Your output should be the lines from the one with "[#D3D-2390] Fixes continuous Move in FPS" through the end of the entries below, set down word for word and nothing else.

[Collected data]

+ + + +

PR #632, opened 2016-07-20
[#D3D-2390] Fixes continuous Move in FPS

Kuranes:
When user keep key down, the intepolator in FirstPersonManipulator reach
the "isDone()" state, with "_current === _target", making interpolator
useless.

Added a state "MovingAction" put by FirstPesonnManipulatorStandardMouseKeybardController, that when isDone && movingAction reset te current to 0.


Kuranes:
Must be done differently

+ + + +

▶ _COMPLETED EXERCISE_:
[#D3D-2390] Fixes continuous Move in FPS

Kuranes:
When user keep key down, the intepolator in FirstPersonManipulator reach
the "isDone()" state, with "_current === _target", making interpolator
useless.

Added a state "MovingAction" put by FirstPesonnManipulatorStandardMouseKeybardController, that when isDone && movingAction reset te current to 0.


Kuranes:
Must be done differently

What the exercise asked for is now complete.